# TASK OBJECTIVE
Copy out exactly the lines from the line containing "--- a/src/js/components/Select/stories/ChildrenRender.stories.js" to the end of the listing.

# INFORMATION GIVEN

^^^^^^^^

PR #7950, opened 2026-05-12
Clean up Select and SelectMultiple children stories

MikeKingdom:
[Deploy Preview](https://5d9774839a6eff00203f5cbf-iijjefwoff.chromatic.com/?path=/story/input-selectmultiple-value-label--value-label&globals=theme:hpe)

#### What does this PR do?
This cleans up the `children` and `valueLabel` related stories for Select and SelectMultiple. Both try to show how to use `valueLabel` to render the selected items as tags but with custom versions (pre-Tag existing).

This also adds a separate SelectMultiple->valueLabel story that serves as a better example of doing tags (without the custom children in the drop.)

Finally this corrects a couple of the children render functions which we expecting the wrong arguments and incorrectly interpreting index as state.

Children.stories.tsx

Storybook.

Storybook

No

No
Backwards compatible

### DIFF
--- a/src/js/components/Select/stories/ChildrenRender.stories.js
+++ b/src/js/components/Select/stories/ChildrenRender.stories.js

^^^^^^^^

# EXERCISE RESULT
--- a/src/js/components/Select/stories/ChildrenRender.stories.js
+++ b/src/js/components/Select/stories/ChildrenRender.stories.js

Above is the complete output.